▶ WHAT YOU SHOULD DO:
An exact transcription of every record is needed.

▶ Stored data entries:
>>

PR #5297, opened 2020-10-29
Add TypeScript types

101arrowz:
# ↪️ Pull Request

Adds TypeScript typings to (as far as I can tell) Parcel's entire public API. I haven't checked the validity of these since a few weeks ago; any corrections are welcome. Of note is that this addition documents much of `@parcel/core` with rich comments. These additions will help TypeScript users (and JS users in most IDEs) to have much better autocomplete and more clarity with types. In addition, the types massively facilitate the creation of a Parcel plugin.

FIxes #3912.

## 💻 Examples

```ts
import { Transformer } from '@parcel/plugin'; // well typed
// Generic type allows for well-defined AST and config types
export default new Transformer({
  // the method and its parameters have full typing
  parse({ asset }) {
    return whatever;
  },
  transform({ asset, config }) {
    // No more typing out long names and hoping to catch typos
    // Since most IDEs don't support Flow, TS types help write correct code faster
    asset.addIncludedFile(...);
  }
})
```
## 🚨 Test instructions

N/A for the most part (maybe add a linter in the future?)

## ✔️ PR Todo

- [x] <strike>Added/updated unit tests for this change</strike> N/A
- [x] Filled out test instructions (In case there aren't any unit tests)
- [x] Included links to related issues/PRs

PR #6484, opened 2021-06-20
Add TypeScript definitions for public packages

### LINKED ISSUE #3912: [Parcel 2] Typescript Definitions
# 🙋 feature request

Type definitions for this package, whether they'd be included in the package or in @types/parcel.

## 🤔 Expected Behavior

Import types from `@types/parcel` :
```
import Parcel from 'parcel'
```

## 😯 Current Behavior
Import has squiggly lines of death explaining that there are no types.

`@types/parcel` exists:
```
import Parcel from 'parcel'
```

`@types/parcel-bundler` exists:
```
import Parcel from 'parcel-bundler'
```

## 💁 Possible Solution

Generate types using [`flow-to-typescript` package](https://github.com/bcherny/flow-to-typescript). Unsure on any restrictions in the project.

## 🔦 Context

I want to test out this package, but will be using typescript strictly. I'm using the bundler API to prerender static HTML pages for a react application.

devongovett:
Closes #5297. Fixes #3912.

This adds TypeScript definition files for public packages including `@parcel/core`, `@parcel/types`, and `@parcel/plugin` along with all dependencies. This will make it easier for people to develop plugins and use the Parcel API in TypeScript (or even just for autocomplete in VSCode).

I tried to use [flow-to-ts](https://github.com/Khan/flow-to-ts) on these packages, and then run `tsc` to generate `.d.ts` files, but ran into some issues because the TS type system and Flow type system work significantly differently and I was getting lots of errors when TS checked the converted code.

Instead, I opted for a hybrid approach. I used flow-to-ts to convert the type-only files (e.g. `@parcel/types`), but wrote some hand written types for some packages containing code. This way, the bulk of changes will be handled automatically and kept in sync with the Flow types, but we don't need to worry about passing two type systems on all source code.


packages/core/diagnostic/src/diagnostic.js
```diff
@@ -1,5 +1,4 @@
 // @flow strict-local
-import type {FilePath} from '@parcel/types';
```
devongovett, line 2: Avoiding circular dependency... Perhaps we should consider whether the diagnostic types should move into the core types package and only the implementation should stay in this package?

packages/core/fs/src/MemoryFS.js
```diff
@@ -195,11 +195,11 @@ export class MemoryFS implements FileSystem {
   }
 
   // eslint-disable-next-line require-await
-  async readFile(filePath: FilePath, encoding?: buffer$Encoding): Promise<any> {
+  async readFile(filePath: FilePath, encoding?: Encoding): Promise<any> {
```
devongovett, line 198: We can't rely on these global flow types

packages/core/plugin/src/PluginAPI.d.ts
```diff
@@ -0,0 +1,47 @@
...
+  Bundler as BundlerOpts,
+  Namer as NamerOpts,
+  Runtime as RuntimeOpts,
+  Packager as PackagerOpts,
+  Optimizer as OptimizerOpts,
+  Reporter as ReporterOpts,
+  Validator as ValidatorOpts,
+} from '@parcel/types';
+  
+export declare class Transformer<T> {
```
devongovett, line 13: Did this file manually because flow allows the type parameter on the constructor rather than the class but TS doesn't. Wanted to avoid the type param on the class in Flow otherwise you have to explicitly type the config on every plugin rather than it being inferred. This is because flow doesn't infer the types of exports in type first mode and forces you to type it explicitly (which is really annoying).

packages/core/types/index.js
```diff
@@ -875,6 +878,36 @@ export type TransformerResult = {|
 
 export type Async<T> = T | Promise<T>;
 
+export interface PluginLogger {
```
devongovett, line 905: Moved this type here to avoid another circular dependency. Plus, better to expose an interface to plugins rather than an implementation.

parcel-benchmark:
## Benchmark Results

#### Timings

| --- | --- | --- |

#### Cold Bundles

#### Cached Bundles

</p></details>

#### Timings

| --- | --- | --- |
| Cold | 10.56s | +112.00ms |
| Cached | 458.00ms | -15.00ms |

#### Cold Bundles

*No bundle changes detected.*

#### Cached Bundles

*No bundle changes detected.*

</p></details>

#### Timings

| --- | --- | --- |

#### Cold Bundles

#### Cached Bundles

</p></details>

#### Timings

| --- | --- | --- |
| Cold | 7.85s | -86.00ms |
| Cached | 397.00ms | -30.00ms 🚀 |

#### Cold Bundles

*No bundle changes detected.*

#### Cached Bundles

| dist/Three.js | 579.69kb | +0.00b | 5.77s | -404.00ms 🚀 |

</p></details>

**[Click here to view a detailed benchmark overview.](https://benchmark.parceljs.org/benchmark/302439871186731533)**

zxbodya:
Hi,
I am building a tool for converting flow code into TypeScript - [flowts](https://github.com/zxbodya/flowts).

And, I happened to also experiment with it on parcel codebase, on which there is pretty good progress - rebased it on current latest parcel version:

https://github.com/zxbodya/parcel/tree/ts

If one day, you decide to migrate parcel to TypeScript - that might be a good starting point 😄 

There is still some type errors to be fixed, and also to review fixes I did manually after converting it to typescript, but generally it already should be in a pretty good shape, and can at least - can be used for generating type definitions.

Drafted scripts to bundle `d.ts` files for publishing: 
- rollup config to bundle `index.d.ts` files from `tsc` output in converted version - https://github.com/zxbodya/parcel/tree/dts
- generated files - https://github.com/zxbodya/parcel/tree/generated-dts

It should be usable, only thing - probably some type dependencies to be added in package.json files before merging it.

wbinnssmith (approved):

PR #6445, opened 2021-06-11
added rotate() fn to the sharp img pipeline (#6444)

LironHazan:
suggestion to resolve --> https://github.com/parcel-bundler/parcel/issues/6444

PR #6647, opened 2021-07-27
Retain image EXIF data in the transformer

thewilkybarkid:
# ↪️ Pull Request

<<

▶ RESULT:
PR #5297, opened 2020-10-29
Add TypeScript types

101arrowz:
# ↪️ Pull Request

Adds TypeScript typings to (as far as I can tell) Parcel's entire public API. I haven't checked the validity of these since a few weeks ago; any corrections are welcome. Of note is that this addition documents much of `@parcel/core` with rich comments. These additions will help TypeScript users (and JS users in most IDEs) to have much better autocomplete and more clarity with types. In addition, the types massively facilitate the creation of a Parcel plugin.

FIxes #3912.

## 💻 Examples

```ts
import { Transformer } from '@parcel/plugin'; // well typed
// Generic type allows for well-defined AST and config types
export default new Transformer({
  // the method and its parameters have full typing
  parse({ asset }) {
    return whatever;
  },
  transform({ asset, config }) {
    // No more typing out long names and hoping to catch typos
    // Since most IDEs don't support Flow, TS types help write correct code faster
    asset.addIncludedFile(...);
  }
})
```
## 🚨 Test instructions

N/A for the most part (maybe add a linter in the future?)

## ✔️ PR Todo

- [x] <strike>Added/updated unit tests for this change</strike> N/A
- [x] Filled out test instructions (In case there aren't any unit tests)
- [x] Included links to related issues/PRs

PR #6484, opened 2021-06-20
Add TypeScript definitions for public packages

### LINKED ISSUE #3912: [Parcel 2] Typescript Definitions
# 🙋 feature request

Type definitions for this package, whether they'd be included in the package or in @types/parcel.

## 🤔 Expected Behavior

Import types from `@types/parcel` :
```
import Parcel from 'parcel'
```

## 😯 Current Behavior
Import has squiggly lines of death explaining that there are no types.

`@types/parcel` exists:
```
import Parcel from 'parcel'
```

`@types/parcel-bundler` exists:
```
import Parcel from 'parcel-bundler'
```

## 💁 Possible Solution

Generate types using [`flow-to-typescript` package](https://github.com/bcherny/flow-to-typescript). Unsure on any restrictions in the project.

## 🔦 Context

I want to test out this package, but will be using typescript strictly. I'm using the bundler API to prerender static HTML pages for a react application.

devongovett:
Closes #5297. Fixes #3912.

This adds TypeScript definition files for public packages including `@parcel/core`, `@parcel/types`, and `@parcel/plugin` along with all dependencies. This will make it easier for people to develop plugins and use the Parcel API in TypeScript (or even just for autocomplete in VSCode).

I tried to use [flow-to-ts](https://github.com/Khan/flow-to-ts) on these packages, and then run `tsc` to generate `.d.ts` files, but ran into some issues because the TS type system and Flow type system work significantly differently and I was getting lots of errors when TS checked the converted code.

Instead, I opted for a hybrid approach. I used flow-to-ts to convert the type-only files (e.g. `@parcel/types`), but wrote some hand written types for some packages containing code. This way, the bulk of changes will be handled automatically and kept in sync with the Flow types, but we don't need to worry about passing two type systems on all source code.


packages/core/diagnostic/src/diagnostic.js
```diff
@@ -1,5 +1,4 @@
 // @flow strict-local
-import type {FilePath} from '@parcel/types';
```
devongovett, line 2: Avoiding circular dependency... Perhaps we should consider whether the diagnostic types should move into the core types package and only the implementation should stay in this package?

packages/core/fs/src/MemoryFS.js
```diff
@@ -195,11 +195,11 @@ export class MemoryFS implements FileSystem {
   }
 
   // eslint-disable-next-line require-await
-  async readFile(filePath: FilePath, encoding?: buffer$Encoding): Promise<any> {
+  async readFile(filePath: FilePath, encoding?: Encoding): Promise<any> {
```
devongovett, line 198: We can't rely on these global flow types

packages/core/plugin/src/PluginAPI.d.ts
```diff
@@ -0,0 +1,47 @@
...
+  Bundler as BundlerOpts,
+  Namer as NamerOpts,
+  Runtime as RuntimeOpts,
+  Packager as PackagerOpts,
+  Optimizer as OptimizerOpts,
+  Reporter as ReporterOpts,
+  Validator as ValidatorOpts,
+} from '@parcel/types';
+  
+export declare class Transformer<T> {
```
devongovett, line 13: Did this file manually because flow allows the type parameter on the constructor rather than the class but TS doesn't. Wanted to avoid the type param on the class in Flow otherwise you have to explicitly type the config on every plugin rather than it being inferred. This is because flow doesn't infer the types of exports in type first mode and forces you to type it explicitly (which is really annoying).

packages/core/types/index.js
```diff
@@ -875,6 +878,36 @@ export type TransformerResult = {|
 
 export type Async<T> = T | Promise<T>;
 
+export interface PluginLogger {
```
devongovett, line 905: Moved this type here to avoid another circular dependency. Plus, better to expose an interface to plugins rather than an implementation.

parcel-benchmark:
## Benchmark Results

#### Timings

| --- | --- | --- |

#### Cold Bundles

#### Cached Bundles

</p></details>

#### Timings

| --- | --- | --- |
| Cold | 10.56s | +112.00ms |
| Cached | 458.00ms | -15.00ms |

#### Cold Bundles

*No bundle changes detected.*

#### Cached Bundles

*No bundle changes detected.*

</p></details>

#### Timings

| --- | --- | --- |

#### Cold Bundles

#### Cached Bundles

</p></details>

#### Timings

| --- | --- | --- |
| Cold | 7.85s | -86.00ms |
| Cached | 397.00ms | -30.00ms 🚀 |

#### Cold Bundles

*No bundle changes detected.*

#### Cached Bundles

| dist/Three.js | 579.69kb | +0.00b | 5.77s | -404.00ms 🚀 |

</p></details>

**[Click here to view a detailed benchmark overview.](https://benchmark.parceljs.org/benchmark/302439871186731533)**

zxbodya:
Hi,
I am building a tool for converting flow code into TypeScript - [flowts](https://github.com/zxbodya/flowts).

And, I happened to also experiment with it on parcel codebase, on which there is pretty good progress - rebased it on current latest parcel version:

https://github.com/zxbodya/parcel/tree/ts

If one day, you decide to migrate parcel to TypeScript - that might be a good starting point 😄 

There is still some type errors to be fixed, and also to review fixes I did manually after converting it to typescript, but generally it already should be in a pretty good shape, and can at least - can be used for generating type definitions.

Drafted scripts to bundle `d.ts` files for publishing: 
- rollup config to bundle `index.d.ts` files from `tsc` output in converted version - https://github.com/zxbodya/parcel/tree/dts
- generated files - https://github.com/zxbodya/parcel/tree/generated-dts

It should be usable, only thing - probably some type dependencies to be added in package.json files before merging it.

wbinnssmith (approved):

PR #6445, opened 2021-06-11
added rotate() fn to the sharp img pipeline (#6444)

LironHazan:
suggestion to resolve --> https://github.com/parcel-bundler/parcel/issues/6444

PR #6647, opened 2021-07-27
Retain image EXIF data in the transformer

thewilkybarkid:
# ↪️ Pull Request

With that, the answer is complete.